What is needed is an exact retyping of the records below, from the first line through the line that contains "Here, I make".

(Information provided begins)

PR #218, opened 2025-12-01
performance optimizations

aplavin:
`Accessors` are known to be hard for the compiler to optimize sometimes, with compiler heuristics to stop optimizing triggering quite early.
Here, I make the compiler "try harder": things like avoiding argument splatting, and making small inner functions more optimizable.

I recently used Accessors getall/setall with a few tens of elements – up to ~50. With these optimizations, it compiles down to almost nothing, while before there was a lot of dynamic dispatch inside.
Tests pass both before and after. Maybe I'll think of a short self-contained test demonstrating the improvements and add it... But I confirm in my testing that these changes greatly improve performance in such a regime.

### DIFF
--- a/src/getsetall.jl
+++ b/src/getsetall.jl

(Information provided ends)

Response for this exercise —
PR #218, opened 2025-12-01
performance optimizations

aplavin:
`Accessors` are known to be hard for the compiler to optimize sometimes, with compiler heuristics to stop optimizing triggering quite early.
Here, I make the compiler "try harder": things like avoiding argument splatting, and making small inner functions more optimizable.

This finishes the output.